Los rumores no andaban muy alejados de las cifras reales que se han dado: 68 votos a favor y 55 en contra. "Ha sido el movimiento animalista y la voluntad popular la que ha promovido la prohibición", dice Anna Mulà, de la plataforma Prou! , dejando claro que la iniciativa viene de la calle. 180.000 firmas pidieron la prohibición y permitieron que se iniciase el proceso para abolir la fiesta, ya que para ellos las corridas de toros son una causa de maltrato animal y, por lo tanto, un delito.

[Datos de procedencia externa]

PR #1081, opened 2017-11-08
Eleven tests

zancas:
@richbrowne 

This PR adds 11 tests (2 of which are refactored old tests).

I believe this test suite shows 3 different issues, which I will file tomorrow.

To run the tests:

`cd f5-openstack-agent && pytest -v --symbols ${SYM} test/functional/neutronless/esd/test_esd.py`

### DIFF
--- a/test/functional/neutronless/esd/test_esd.py
+++ b/test/functional/neutronless/esd/test_esd.py
@@ -12,37 +12,75 @@
 #   WITHOUT WARRANTIES OR CONDITIONS OF ANY KIND, either express or implied.
 #   See the License for the specific language governing permissions and
 #   limitations under the License.
+"""These are tests of the ESD (Enhanced Services Definition) feature.
 
+ESDs are defined here:
+
+https://devcentral.f5.com/articles/customizing-openstack-lbaasv2-using-enhanced-services-definitions-25681
+
+Classes of tests in this module include:
+
+* Basic Functionality Tests:
+   These tests load and apply ESDs from an example ESD config:
+    f5-openstack-agent/etc/neutron/services/f5/esd/demo.json
+
+   Each test looks up the specific ESD appended to the "test_esd_" string in
+the test name, it then takes the resulting suffix, and prepends "f5_ESD_" to it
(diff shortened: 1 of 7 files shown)


zancas:
@ssorenso I will open issues.

Per skipping them..   I think your position makes good sense.  We need to be able to categorize types of test failure.   I think the best answer is to use `skipif` and mark the tests such that they are skipped in nightly, but run during manual testing.  Does that agree with your constraints?

etc/neutron/services/f5/esd/demo.json
```diff
@@ -1,5 +1,5 @@
 {
```
richbrowne: I would say that we should not touch this particular file since it is shipped with the product.  I realize that you are using this for test service definitions.  I would propose that you create a new file in the testdata directory used by other neutronless tests.

test/functional/neutronless/esd/test_esd.py
```diff
@@ -102,63 +104,127 @@ def esd():
...
-    validator.assert_pool_deleted(pool, None, folder)
+def test_esd_two_irules(setup):
+    infrastructure = setup
+    _apply_validate_remove_validate(infrastructure)
 
-    # delete listener
-    service = service_iter.next()
-    icontrol_driver._common_service_handler(service)
-    validator.assert_virtual_deleted(listener, folder)
+def test_esd_lbaas_ctcp(setup):
```
richbrowne: Generally add docstrings to indicate what the test is doing.

richbrowne: You may add pep 257 check on the file.

zancas: Good point.  I have added pep257 compliant docstrings.  I've also added module-specific pep257 in .travis.yml.

etc/neutron/services/f5/esd/demo.json
zancas: Acknowledged, will do.

zancas: Done.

Albert Rivera , presidente de Ciudadanos , ha hablado esta mañana en el Parlament para dejar claro su punto de vista. "¿Es un debate animalista? Los promotores han demostrado que para algunas personas sí. Pero la realidad es que para algunos grupos políticos este no ha sido un debate de protección animal". Y esto ha sido lo que se ha barajado durante todo el debate: si la abolición se pedía por protección animal o por política.

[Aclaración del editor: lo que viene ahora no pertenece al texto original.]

PR #1084, opened 2017-11-10
Drive ESD tests with ESD data.

### LINKED ISSUE #1077: The "<ESD name>" _can_ collide with a neutron l7_policy name
ESD names, as described here:

https://devcentral.f5.com/articles/customizing-openstack-lbaasv2-using-enhanced-services-definitions-25681

can conflict with l7_policy names.

A simple fix is to prepend a magic string to all ESD names, e.g.:

<ESD_NAME> = "f5_ESD_"<ESD_SPECIFIC_NAME>

zancas:
This commit makes ESD tests be data driven.

It refactors test infrastructure code into:

test/functional/neutronless/esd/conftest.py

It allows developers to add a data-driven ESD
test with a single line of code, e.g.:

def test_esd_lbaas_stcp(ESD_Experiment):
    '''Stub comment'''

The "lbaas_stcp" portion informs pytest that a particular ESD is to applied,
have its application validated, be removed, have its removal be validated.

The "ESD_Experiment" specifies a "test regime" which includes service objects
to inject, and ESD configs to load.   Different regimes may specify
arbitrary Python logic to test specific behaviors.

Specify Regimes in conftest.py

ignore development file

begin refactor to extend tests

functionalize ESD_Experiment

functionalize ESD_Experiment

factor components in Experiment, and ESD_Experiment

factor infrastructure into conftest.py

move setup into conftest.py, produce pairs

first pass of ESD pairs

flake8, pep257, conftest, and test_esd_pairs

@richbrowne 
WIP #1077 
This PR doesn't fix #1077 but it does add relevant tests.


.travis.yml
```diff
@@ -24,6 +24,10 @@ script:
     - pep257 ./test/functional/neutronless/esd/test_esd.py
     - flake8 --ignore=H304 ./test/functional/neutronless/esd/test_esd.py
     - pylint -E -d E1101 test/functional/neutronless/esd/test_esd.py
```
richbrowne: I understand why you added these files to pep257, but I don't like the way it clutters up the travis file.  Could there not be a way to add this as a part of tox, and have it run as part of tox -e style?

PR #1085, opened 2017-11-10
Feature.agent ha

### LINKED ISSUE #730: agent should report as down to neutron when communication is lost to any associated BIG-IP

richbrowne:
@rbrowne @jgruber @jlongstaf @edarzins 

Fixes #730 #1088 

Where should the reviewer start?
The mock icontrol_driver needs to have connect called on it before it… …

Las corridas de toros ya habían sido prohibidas en Canarias en 1991 por una ley autonómica que prohibía la utilización de animales en peleas, fiestas, espectáculos y otras actividades que conlleven maltrato, crueldad o sufrimiento. Canarias es el territorio del Estado español que mayor rechazo muestra hacia la tortura de los toros, junto con Cataluña y Galicia, característica que ha quedado manifestada esta mañana en el Parlamento catalán.